How This Skill Works
The workflow exports PyTorch models to ONNX using torch.onnx.export with configurable inputs and dynamic axes, then validates the export against PyTorch outputs using ONNX Runtime. It also provides utilities to optimize the ONNX graph and to export TorchScript for native PyTorch/C++/mobile deployment, with options to publish artifacts to model registries.
When to Use It
- Deploy a trained PyTorch model to production inference backends using ONNX, TorchScript, or TensorRT.
- Share trained weights by exporting formats and uploading to registries like Hugging Face Hub or MLflow.
- Enable cross-framework interoperability by exporting PyTorch models to ONNX for use in other frameworks.
- Prepare mobile or edge deployment with TorchScript Mobile or lightweight TorchScript variants.
- Validate exports end-to-end to ensure ONNX or TorchScript results match PyTorch outputs before release.
Quick Start
- Step 1: Export to ONNX with export_to_onnx(model, output_path, input_shape=(1, 3, 224, 224))
- Step 2: Validate ONNX with validate_onnx(onnx_path, model)
- Step 3: Optimize ONNX with optimize_onnx(input_path, optimized_path) and optionally export TorchScript or publish to a registry
Best Practices
- Always call model.eval() before exporting to ensure consistent behavior.

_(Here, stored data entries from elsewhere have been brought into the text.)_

PR #337, opened 2018-11-06
Disable ASCII style for progress bar

gandreadis:
I think it looks nicer that way: 

vs.


FWDekker:
image

It doesn't look... particularly beautiful on my machine. I think it's safer if we use ASCII.

gandreadis:
Hmm ok, on my Mac it looked way better :) But in that case, I'll close it.

PR #338, opened 2018-11-06
Make libraryProject an argument for the MiningPipeline class

JSAbrahams:
As opposed to making it an argument for the run() function.

### DIFF
--- a/modules/application/src/main/kotlin/org/cafejojo/schaapi/DirectoryMiningCommandLineInterface.kt
+++ b/modules/application/src/main/kotlin/org/cafejojo/schaapi/DirectoryMiningCommandLineInterface.kt
@@ -42,6 +42,7 @@ internal class DirectoryMiningCommandLineInterface : CommandLineInterface() {
         when (library.projectType) {
             ProjectType.JAVA_MAVEN -> {
                 val libraryProject = JavaMavenProject(libraryDir, maven.dir)
+
                 MiningPipeline(
                     projectMiner = directory.createMiner(),
                     libraryProjectCompiler = JavaMavenProjectCompiler(displayOutput = true),
@@ -58,6 +59,7 @@ internal class DirectoryMiningCommandLineInterface : CommandLineInterface() {
             }
             ProjectType.JAVA_JAR -> {
                 val libraryProject = JavaJarProject(libraryDir)
+
                 MiningPipeline(
                     projectMiner = directory.createMiner(),
                     libraryProjectCompiler = JavaJarProjectCompiler(),
@@ -88,13 +90,11 @@ private class DirectoryMiningCliOptionSet : OptionSet() {
 
     override fun addOptionsTo(options: Options): Options =
         options
-            .addOption(
-                Option
-                    .builder()
-                    .longOpt("skip_user_compile")
-                    .desc("Skip compilation of user projects.")
-                    .build()
-            )
+            .addOption(Option
+                .builder()
+                .longOpt("skip_user_compile")
+                .desc("Skip compilation of user projects.")
+                .build())
 
     override fun read(cmd: CommandLine) {
         skipUserCompile = cmd.hasOption("skip_user_compile")
--- a/modules/application/src/main/kotlin/org/cafejojo/schaapi/DirectoryMiningCommandLineInterface.kt
+++ b/modules/application/src/main/kotlin/org/cafejojo/schaapi/DirectoryMiningCommandLineInterface.kt
@@ -47,13 +47,14 @@ internal class DirectoryMiningCommandLineInterface : CommandLineInterface() {
                     outputDirectory = outputDir,
                     projectMiner = directory.createMiner(),
                     searchOptions = directory.createOptions(),
+                    libraryProject = libraryProject,
                     libraryProjectCompiler = JavaMavenProjectCompiler(displayOutput = true),
                     userProjectCompiler = JavaMavenProjectCompiler(skipCompile = directoryMinerCli.skipUserCompile),
                     libraryUsageGraphGenerator = jimpleLibraryUsageGraphGenerator,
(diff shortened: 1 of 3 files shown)


casperboone:
@FWDekker's reasoning was indeed our original reasoning. I don't have a huge preference, but I don't really see how this PR adds value / fixes something tbh. Could you elaborate your reasoning behind the change @JSAbrahams?

FWDekker:
@JSAbrahams I remember that we have taken care not to make any of the classes stateful, and I'm fairly confident that none of the given parameters is stateful.

On the other hand, the current signature (before your PR) is not consistent with (or at least not suitable for) the purposes I mentioned in my previous comment:
First of all, the user cannot change the output directory for the second run, which is stupid because that means you'll always overwrite your previous output.
Secondly, if you want consistent outputs (which you do if you're going to compare the effects of different library versions), you'll need consistent inputs, which means that the project miner should have been run before invoking the pipeline.
And finally, the whole "running again with a different library version" does not even make sense, because the tests that Schaapi generates depend on the user projects, not so much on the library. Changing the library version makes sense for the _validation_ pipeline, but not for the _mining_ pipeline.

So I think your PR makes sense after all.

casperboone:
Hm (mostly a reply to @FWDekker). All constructor parameters are pipeline components (except for the output directory). Which makes sense, cause you need them to construct the pipeline. Then, consequently, you 'apply' this pipeline to the specific library. It actually feels more like the output directory is the parameter that is misplaced (and the search options as well?) rather than the library project.

It's kind of like first building a blender, and once that is done, you put in the ingredients that are specific to your smoothie. The fact that you generally, in practice, only use the pipeline once doesn't really matter in my opinion. Nobody uses a blender more than a few times (after that it becomes a display item in someone's kitchen, and then gets thrown away after a while, not really relevant to the story, but still), but it would be kind of weird if the manufacturer would already have put some bananas in the blender.

FWDekker:
And currently the cup into which you pour your smoothie is assembled into the blender, so if you want to make a second smoothie you're practically forced to buy a new blender. This makes you realise that the blender design needs reworking, so you reconsider the use cases for the blender. You find that the only use case in practice involves using the blender only once and never again.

- Specify dynamic_axes for the batch dimension to support variable input sizes.
- Validate ONNX export by comparing outputs with PyTorch using ONNX Runtime on a representative input.
- Keep opset_version and optimization passes up-to-date with target runtimes (ONNX Runtime, TensorRT, OpenVINO).
- Test end-to-end deployment in the target runtime (server, mobile, or edge) prior to production.
Example Use Cases
- Export a PyTorch CNN to ONNX and run inference with ONNX Runtime in a server endpoint.
- Convert a PyTorch Transformer to TorchScript for a C++ inference service.
- Publish a trained model to Hugging Face Hub for community access and reuse.
- Push to MLflow Model Registry for experiment tracking and deployment.
- Create a TorchScript Mobile artifact for iOS/Android edge inference.